Looking at the listing beneath, work out how many lines hold "within" and report only that figure.

========================================

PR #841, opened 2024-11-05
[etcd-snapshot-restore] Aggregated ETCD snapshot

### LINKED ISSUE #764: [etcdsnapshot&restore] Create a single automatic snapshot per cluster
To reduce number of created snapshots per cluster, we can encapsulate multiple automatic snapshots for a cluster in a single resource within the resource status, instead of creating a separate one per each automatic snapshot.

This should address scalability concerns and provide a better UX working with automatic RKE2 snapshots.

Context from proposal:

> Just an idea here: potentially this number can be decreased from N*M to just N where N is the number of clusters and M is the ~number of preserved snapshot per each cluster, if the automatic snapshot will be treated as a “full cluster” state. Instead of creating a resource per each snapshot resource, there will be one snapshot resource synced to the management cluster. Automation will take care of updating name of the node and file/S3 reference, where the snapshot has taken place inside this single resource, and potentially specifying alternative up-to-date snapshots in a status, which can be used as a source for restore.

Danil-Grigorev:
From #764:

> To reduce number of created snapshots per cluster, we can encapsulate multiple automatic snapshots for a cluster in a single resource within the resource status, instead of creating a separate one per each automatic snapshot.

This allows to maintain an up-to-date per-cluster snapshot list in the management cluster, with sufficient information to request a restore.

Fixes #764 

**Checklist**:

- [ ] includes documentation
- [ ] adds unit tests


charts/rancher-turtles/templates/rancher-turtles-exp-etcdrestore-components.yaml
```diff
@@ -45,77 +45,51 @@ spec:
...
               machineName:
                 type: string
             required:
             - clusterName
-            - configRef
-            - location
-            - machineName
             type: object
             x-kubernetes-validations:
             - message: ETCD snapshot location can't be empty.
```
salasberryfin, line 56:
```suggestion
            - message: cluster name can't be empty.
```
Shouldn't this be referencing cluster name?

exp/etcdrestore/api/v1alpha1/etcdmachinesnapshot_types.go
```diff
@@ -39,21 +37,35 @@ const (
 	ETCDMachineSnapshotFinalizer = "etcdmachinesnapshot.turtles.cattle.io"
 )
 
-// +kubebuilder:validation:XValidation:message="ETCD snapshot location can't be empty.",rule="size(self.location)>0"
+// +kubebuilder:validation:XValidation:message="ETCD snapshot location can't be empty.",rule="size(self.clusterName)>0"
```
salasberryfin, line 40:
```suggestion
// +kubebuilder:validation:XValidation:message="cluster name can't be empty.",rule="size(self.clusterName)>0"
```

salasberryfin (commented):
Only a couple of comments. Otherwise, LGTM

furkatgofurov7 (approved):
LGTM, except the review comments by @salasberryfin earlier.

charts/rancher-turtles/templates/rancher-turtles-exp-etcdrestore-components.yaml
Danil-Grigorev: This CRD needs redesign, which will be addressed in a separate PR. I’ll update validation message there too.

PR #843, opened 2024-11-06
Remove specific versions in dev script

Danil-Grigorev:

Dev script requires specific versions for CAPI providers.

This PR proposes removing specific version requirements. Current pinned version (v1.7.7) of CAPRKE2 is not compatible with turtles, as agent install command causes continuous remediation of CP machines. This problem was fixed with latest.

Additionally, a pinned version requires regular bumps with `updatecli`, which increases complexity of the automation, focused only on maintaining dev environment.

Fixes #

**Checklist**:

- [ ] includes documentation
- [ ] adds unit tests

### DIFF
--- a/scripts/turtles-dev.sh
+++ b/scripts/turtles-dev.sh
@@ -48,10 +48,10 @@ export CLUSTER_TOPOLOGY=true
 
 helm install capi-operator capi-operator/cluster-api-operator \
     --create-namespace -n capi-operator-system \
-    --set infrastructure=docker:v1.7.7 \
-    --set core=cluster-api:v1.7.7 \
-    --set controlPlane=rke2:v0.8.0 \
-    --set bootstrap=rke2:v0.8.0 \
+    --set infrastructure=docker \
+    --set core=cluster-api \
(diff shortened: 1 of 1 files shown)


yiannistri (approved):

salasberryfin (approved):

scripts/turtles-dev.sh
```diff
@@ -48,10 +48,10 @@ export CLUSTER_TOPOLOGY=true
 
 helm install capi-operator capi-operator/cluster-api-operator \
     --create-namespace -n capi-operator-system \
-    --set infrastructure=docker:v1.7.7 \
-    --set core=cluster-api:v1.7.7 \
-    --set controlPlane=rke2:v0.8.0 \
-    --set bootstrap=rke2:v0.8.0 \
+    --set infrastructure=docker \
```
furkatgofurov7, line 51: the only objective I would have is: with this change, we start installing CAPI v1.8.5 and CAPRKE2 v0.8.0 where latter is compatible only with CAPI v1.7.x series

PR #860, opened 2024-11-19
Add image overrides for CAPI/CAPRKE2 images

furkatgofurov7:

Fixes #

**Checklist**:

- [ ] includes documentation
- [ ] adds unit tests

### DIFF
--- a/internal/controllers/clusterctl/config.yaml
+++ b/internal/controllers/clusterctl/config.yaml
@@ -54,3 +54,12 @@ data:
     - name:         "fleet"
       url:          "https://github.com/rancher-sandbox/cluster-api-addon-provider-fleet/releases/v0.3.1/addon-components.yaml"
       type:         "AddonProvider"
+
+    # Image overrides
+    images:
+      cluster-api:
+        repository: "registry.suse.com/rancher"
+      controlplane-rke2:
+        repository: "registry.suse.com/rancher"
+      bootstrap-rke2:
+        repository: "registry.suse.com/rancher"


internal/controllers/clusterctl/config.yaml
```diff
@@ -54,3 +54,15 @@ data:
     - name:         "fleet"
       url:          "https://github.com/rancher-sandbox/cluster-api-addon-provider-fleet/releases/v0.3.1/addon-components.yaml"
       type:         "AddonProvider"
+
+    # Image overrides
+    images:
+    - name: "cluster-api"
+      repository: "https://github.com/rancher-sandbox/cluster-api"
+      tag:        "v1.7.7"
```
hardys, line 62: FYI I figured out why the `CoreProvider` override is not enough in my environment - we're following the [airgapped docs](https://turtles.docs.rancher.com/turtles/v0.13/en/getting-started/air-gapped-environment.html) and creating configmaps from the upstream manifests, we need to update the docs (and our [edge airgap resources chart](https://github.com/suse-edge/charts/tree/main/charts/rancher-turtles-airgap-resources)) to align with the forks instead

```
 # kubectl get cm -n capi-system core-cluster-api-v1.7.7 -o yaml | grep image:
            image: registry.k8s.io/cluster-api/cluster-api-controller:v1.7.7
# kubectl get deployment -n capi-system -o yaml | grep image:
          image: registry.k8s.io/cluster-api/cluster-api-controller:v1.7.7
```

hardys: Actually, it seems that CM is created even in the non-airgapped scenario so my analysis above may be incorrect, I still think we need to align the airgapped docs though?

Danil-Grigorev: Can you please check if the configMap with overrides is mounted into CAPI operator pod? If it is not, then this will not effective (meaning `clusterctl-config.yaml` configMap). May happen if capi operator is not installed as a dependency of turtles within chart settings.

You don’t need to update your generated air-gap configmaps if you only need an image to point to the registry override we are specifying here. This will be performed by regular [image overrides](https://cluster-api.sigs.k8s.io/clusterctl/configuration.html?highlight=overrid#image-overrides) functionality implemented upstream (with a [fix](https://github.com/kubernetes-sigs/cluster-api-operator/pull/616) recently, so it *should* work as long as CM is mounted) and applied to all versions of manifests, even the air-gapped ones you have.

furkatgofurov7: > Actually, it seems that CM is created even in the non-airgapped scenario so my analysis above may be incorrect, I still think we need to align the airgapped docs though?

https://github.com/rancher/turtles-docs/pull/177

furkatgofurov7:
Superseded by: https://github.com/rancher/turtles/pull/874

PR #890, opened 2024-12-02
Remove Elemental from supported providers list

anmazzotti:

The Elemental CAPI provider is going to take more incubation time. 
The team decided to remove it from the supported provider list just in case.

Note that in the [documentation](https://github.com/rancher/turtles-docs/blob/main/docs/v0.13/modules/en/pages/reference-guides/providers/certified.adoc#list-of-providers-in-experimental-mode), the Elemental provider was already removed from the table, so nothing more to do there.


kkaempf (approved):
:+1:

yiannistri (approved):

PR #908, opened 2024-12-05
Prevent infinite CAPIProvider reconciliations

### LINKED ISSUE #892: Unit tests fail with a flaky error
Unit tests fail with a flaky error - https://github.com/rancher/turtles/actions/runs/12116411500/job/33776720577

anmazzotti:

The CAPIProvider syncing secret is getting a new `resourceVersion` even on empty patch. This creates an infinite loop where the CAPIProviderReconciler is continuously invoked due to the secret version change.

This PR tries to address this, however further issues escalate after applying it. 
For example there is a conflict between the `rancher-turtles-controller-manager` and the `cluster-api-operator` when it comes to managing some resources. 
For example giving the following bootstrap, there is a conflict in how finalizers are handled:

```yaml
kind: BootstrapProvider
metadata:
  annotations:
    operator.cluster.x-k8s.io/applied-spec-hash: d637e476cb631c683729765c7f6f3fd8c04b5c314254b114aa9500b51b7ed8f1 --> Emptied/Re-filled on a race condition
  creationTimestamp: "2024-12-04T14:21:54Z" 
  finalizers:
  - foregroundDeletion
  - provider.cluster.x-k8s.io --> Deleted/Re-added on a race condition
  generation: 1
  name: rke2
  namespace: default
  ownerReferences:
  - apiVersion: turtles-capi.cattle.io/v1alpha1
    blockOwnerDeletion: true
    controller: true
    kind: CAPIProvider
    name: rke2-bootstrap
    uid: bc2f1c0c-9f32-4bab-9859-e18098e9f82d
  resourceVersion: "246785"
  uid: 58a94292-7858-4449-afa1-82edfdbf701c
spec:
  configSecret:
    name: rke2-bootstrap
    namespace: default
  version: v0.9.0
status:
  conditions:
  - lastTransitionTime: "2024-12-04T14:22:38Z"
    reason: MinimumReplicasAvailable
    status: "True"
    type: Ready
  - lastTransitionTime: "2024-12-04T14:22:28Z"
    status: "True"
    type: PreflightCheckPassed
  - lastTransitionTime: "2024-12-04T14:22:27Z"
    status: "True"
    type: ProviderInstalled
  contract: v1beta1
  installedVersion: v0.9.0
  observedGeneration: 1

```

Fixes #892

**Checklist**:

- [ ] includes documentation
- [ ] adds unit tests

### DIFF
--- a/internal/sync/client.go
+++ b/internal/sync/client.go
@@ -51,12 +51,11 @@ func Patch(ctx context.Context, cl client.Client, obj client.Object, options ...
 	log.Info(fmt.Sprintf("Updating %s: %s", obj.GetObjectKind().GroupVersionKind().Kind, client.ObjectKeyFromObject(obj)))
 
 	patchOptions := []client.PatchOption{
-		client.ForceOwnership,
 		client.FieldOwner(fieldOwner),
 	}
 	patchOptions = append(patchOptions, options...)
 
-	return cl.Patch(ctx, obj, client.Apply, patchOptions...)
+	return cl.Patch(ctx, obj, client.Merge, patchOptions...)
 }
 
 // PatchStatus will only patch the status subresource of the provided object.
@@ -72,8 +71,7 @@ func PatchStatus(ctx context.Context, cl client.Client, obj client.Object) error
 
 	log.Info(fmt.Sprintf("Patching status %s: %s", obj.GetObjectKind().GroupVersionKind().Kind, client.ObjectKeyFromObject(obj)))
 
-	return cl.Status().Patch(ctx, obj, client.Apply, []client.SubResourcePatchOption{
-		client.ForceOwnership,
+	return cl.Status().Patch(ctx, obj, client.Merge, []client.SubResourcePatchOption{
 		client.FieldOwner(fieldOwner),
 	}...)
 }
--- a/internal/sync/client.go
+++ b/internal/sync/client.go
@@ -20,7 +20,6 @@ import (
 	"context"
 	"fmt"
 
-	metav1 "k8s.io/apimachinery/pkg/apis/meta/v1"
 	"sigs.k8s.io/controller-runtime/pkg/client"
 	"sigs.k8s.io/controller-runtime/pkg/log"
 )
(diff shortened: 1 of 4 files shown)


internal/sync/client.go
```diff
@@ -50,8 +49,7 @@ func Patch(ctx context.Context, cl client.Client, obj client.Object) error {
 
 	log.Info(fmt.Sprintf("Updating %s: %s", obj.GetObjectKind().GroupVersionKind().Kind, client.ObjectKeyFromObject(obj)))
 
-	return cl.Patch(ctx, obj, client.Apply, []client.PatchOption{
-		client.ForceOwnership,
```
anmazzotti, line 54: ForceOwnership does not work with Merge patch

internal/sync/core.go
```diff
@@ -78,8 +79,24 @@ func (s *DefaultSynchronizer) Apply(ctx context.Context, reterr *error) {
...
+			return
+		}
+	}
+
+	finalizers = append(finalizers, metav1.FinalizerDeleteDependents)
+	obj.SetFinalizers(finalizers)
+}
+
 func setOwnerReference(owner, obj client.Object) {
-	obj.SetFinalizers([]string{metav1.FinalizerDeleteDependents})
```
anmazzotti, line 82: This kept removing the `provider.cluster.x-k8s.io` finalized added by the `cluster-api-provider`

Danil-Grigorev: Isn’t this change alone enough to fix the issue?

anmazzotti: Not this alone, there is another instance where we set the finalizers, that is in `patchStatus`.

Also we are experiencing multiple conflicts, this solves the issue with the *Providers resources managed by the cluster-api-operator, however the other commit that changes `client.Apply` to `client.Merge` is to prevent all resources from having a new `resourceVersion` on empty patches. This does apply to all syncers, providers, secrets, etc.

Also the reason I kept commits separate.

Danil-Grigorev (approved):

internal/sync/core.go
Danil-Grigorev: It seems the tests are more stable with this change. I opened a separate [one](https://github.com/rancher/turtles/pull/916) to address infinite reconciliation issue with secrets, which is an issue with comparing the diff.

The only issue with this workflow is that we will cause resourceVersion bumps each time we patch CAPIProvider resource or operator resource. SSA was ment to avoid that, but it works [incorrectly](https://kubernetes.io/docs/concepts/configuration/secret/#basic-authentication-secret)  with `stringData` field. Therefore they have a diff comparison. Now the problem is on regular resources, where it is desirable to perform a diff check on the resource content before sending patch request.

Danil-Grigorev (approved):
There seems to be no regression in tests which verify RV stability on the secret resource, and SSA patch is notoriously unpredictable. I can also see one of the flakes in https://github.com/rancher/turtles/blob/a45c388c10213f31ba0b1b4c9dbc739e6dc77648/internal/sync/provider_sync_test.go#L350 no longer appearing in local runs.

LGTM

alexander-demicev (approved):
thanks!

========================================

RESULT BELOW: 3